Description of the task
Filter these entries down to lines holding "reset".

** Exercise inputs follows **

PR #6030, opened 2019-03-15
ENG-15608. Fix libcatalog placement.

rmorgenstein:
The libcatalog is checked out of source control for both the Mac( .jnilib) and the Linux (.so) versions.  But during the ant build, only the version for the current OS was being put in the right place.

There is a step for official final kit builds that calls the tools/lib-copy.sh script and it was attempting to get the libcatalog, but unfortunately, it wasn't in place for the copy at this step. Rather than fix that problem, I reverted lib-copy.sh to its old task of just making libvoltdb get from the Mac into the final Mac/Linux kit.

The real fix is that now build.xml put the libcatalog into a Mac and Linux dir regardless of which build is being done.

### DIFF
--- a/build.xml
+++ b/build.xml
@@ -840,7 +840,7 @@ DISTRIBUTION
     <antcall target="call_strip_lib" />
 
     <!-- copy to dir where jar picks it up as well -->
-    <!-- libcatalog for OS is copied  in the catalog" target (earlier than this) -->
+    <!-- libcatalog for both OS copied in the "catalog" target (earlier than this) -->
     <copy todir="${jar.nativelib.dir}">
         <fileset dir="${base.dir}/voltdb">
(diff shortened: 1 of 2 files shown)


build.xml
```diff
@@ -842,7 +840,7 @@ DISTRIBUTION
     <antcall target="call_strip_lib" />
 
     <!-- copy to dir where jar picks it up as well -->
-    <!-- libcatalog is copied to ${jar.nativelib.dir} in the ee target (earlier than this) -->
+    <!-- libcatalog for OS is copied  in the catalog" target (earlier than this) -->
```
yzhang1991:
```suggestion
    <!-- libcatalog for OS is copied  in the "catalog" target (earlier than this) -->
```

PR #6033, opened 2019-03-18
ENG-15587 Some CREATE VIEW statements just reply 'null' (in sqlcmd)

GuaGuaDean:
This issue is cause by queries that contains columns not existing in temp table. Fixed by adding an error-handling clause.


src/frontend/org/voltdb/planner/PlanningErrorException.java
```diff
@@ -23,4 +23,14 @@
...
     }
+    /**
+     * Create an exception with stacktrace erased. Used for reporting
+     * parsing/validation errors without the long backtrace list, to mimick
+     * user-observable error message from VoltCompiler.VoltCompilerException.
+     * @param msg exception message
+     * @param ignored not used
+     */
+    public PlanningErrorException(String msg, int ignored) {
+        super(msg, null, true, false);
```
Chaozz: `ignored` is unused?

kaikaizi: It is used to differentiate from the other constructor, to suppress stacktrace.

Chaozz: got it

PR #6041, opened 2019-03-20
ENG-15349 nibble export 

zeemanhe:
This pull request covers end-to-end of nibble export.  Use TTL mechanism to periodically move data from persistent table to its companion stream which will  transfer data to export target.  As soon as export acknowledges, the migrated rows in the persistent table will be deleted.


src/frontend/org/voltdb/export/ExportGeneration.java
```diff
@@ -650,6 +655,10 @@ private void addDataSource(File adFile,
             final long genId) throws IOException {
         ExportDataSource source = new ExportDataSource(this, adFile, localPartitionsToSites, processor, genId);
         adFilePartitions.add(source.getPartitionId());
+        int migrateBatchSize = CatalogUtil.getPersistentMigrateBatchSize(source.getTableName());
+        if (migrateBatchSize > 0) {
+            source.setupMigrateRowsDeleter(migrateBatchSize);
```
n3world: setupMigrateRowsDeleter checks if the batchSize is > 0 so having the check here is redundant

src/frontend/org/voltdb/sysprocs/MigrateRowsBase.java
```diff
@@ -0,0 +1,234 @@
...
+            throw new VoltAbortException(
+                    "Chunk size must be positive, current value is" + chunksize);
+        }
+        Table catTable = ctx.getDatabase().getTables().getIgnoreCase(tableName);
+        if (catTable == null) {
+            throw new VoltAbortException(
+                    String.format("Table %s doesn't present in catalog", tableName));
+        }
+
+        if (replicated ^ catTable.getIsreplicated()) {
```
n3world: I think using `replicated != catTable.getIsreplicated()` is a clearer way to express this

src/frontend/org/voltdb/sysprocs/MigrateRowsNT.java
```diff
@@ -0,0 +1,260 @@
...
+        status.rowsToBeMoved = 0;
+        status.rowsJustMoved = 0;
+        int attempts = 1;
+        while (attempts <= attemptsLeft) {
+            ExportTask task = new ExportTask(attempts);
+            es.schedule(task, delay * attempts, TimeUnit.MILLISECONDS);
+            attempts++;
+        }
+        try {
+            latch.await(timeoutms, TimeUnit.MILLISECONDS);
```
n3world: If this times out what result is returned? It seems like it would be a success with rowMoved set but rowsToBeMoved and rowsJustMove as 0

src/frontend/org/voltdb/sysprocs/MigrateRowsNT.java
```diff
@@ -0,0 +1,260 @@
...
+            public ExportTask(int attempt) {
+                this.attempt = attempt;
+            }
+            @Override
+            public void run() {
+                NibbleStatus thisStatus = migrateRows(tableName, columnName, comparisonOp,
+                        value, chunksize, catTable.getIsreplicated());
+                if (!thisStatus.errorMessages.isEmpty()) {
+                    errors[attempt-1] = thisStatus.errorMessages;
+                    success.set(false);
```
n3world: When this occurs should any other attempts be cancelled and the result returned immediately? You could make this a Callable and have this throw an exception and then use the futures returned by the schedule method to check for errors and cancel any future attempts

src/ee/executors/migrateexecutor.cpp
```diff
@@ -43,41 +43,180 @@
...
+    setDMLCountOutputTable(executorVector.limits());
+
+    AbstractPlanNode *child = m_node->getChildren()[0];
+    ProjectionPlanNode *proj_node = NULL;
+    if (NULL == child) {
+        VOLT_ERROR("Attempted to initialize migrate executor with NULL child");
+        return false;
+    }
+
+    PlanNodeType pnt = child->getPlanNodeType();
```
wweiss-voltdb: I don't think you need to do any projection at all because the migrate executor should be the last node in the chain. Further, the migrate should not alter anything in the row other than the hidden column so we should not need to iterate over m_inputtargetmap in the execute path. Just update the hidden column.

src/ee/executors/migrateexecutor.cpp
```diff
@@ -43,41 +43,180 @@
...
+            BOOST_FOREACH(TableIndex *index, allIndexes) {
+                if (index->isMigratingIndex()) {
+                    indexesToUpdate.push_back(index);
+                }
+            }
+
+            assert(m_inputTuple.columnCount() == m_inputTable->columnCount());
+            assert(targetTuple.columnCount() == targetTable->columnCount());
+            TableIterator input_iterator = m_inputTable->iterator();
+            uint16_t migrateColumnIndex = targetTuple.getSchema()->hiddenColumnCount() -1;
```
wweiss-voltdb: I would put this in the init and make this an m_ because it will be the same column index for all rows that the migrate is called on.

zeemanhe:
@n3world will address your comments on a separate pull request

PR #6046, opened 2019-03-20
ENG-15614:

manjujames:
Use old way of looking at connectors to see if a table is a stream
because old snapshots didn't have tableType field.


src/frontend/org/voltdb/utils/CatalogUtil.java
```diff
@@ -645,7 +645,19 @@ public static Index getPrimaryKeyIndex(Table catalogTable) throws Exception {
      */
     public static boolean isTableExportOnly(org.voltdb.catalog.Database database,
                                             org.voltdb.catalog.Table table) {
-        return TableType.isStream(table.getTabletype());
```
n3world: Why not use the tableType field if it exists and if not fall back to the old way?

PR #6058, opened 2019-03-22
ENG-15706: CRC was not getting reset in uncompressed mode, which resu…

manjujames:
…lted

in a CRC error. In addition, the buffer wasn't getting discarded on a CRC error,
which resulted in the error seen in the system test.

### DIFF
--- a/src/frontend/org/voltdb/utils/PBDRegularSegment.java
+++ b/src/frontend/org/voltdb/utils/PBDRegularSegment.java
@@ -585,6 +585,7 @@ public class PBDRegularSegment extends PBDSegment {
                     }
                     retcont.b().flip();
                     if (checkCRC) {
+                        m_crc32.reset();
                         m_crc32.update(length);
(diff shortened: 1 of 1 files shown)


src/frontend/org/voltdb/utils/PBDRegularSegment.java
```diff
@@ -596,6 +597,7 @@ public boolean allReadAndDiscarded() throws IOException {
                             openForWrite(false);
                             initNumEntries(m_objectReadIndex, m_bytesRead);
                             m_fc.truncate(m_readOffset);
+                            retcont.discard();
```
JadenW: Does the compressed path also need this discard on the ERROR case?

n3world: No, it hasn't allocated retcont before the crc check and it has a finally block to discard the buffer which it read the compressed data into.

** End of Exercise inputs **

Answer to this exercise
ENG-15706: CRC was not getting reset in uncompressed mode, which resu…
+                        m_crc32.reset();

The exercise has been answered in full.